WHAT THIS TASK INVOLVES
Transcribe verbatim every line from the line containing "I am tested" to the end of the entries, including both endpoints. Output nothing beyond those lines.

MATERIAL FOR THE TASK
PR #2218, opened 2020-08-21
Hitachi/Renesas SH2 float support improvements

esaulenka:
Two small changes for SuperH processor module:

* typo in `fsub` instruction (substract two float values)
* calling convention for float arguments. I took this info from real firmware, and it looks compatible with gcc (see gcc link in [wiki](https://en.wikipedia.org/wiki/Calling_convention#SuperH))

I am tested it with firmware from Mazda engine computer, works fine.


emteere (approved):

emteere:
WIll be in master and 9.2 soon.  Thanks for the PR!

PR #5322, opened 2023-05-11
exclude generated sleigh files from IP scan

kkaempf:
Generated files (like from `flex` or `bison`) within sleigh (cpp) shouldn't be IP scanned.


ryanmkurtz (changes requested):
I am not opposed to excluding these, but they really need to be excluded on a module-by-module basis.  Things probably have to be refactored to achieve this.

RESULT OF THIS EXERCISE
I am tested it with firmware from Mazda engine computer, works fine.


emteere (approved):

emteere:
WIll be in master and 9.2 soon.  Thanks for the PR!

PR #5322, opened 2023-05-11
exclude generated sleigh files from IP scan

kkaempf:
Generated files (like from `flex` or `bison`) within sleigh (cpp) shouldn't be IP scanned.


ryanmkurtz (changes requested):
I am not opposed to excluding these, but they really need to be excluded on a module-by-module basis.  Things probably have to be refactored to achieve this.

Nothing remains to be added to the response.